START Records to use

PR #4053, opened 2023-11-13
[ci]: docker image validator

6r1d:
## Description

Adds a script for https://github.com/hyperledger/iroha/pull/3969: prune `docker-compose.yml` files


.github/workflows/no-incorrect-image.yml
```diff
@@ -0,0 +1,17 @@
+name: I2::CI::check_for_incorrect_images
+
+on: workflow_dispatch
```
0x009922, line 3: Will it run for each PR and for each push into `iroha2-dev` and `iroha2-stable` branches?

.github/scripts/ci_test/ci_image_scan.py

END Records to use

**Requirement**
Extract every entry in the listing word for word.

**Output of the exercise**
PR #4053, opened 2023-11-13
[ci]: docker image validator

6r1d:
## Description

Adds a script for https://github.com/hyperledger/iroha/pull/3969: prune `docker-compose.yml` files


.github/workflows/no-incorrect-image.yml
```diff
@@ -0,0 +1,17 @@
+name: I2::CI::check_for_incorrect_images
+
+on: workflow_dispatch
```
0x009922, line 3: Will it run for each PR and for each push into `iroha2-dev` and `iroha2-stable` branches?

.github/scripts/ci_test/ci_image_scan.py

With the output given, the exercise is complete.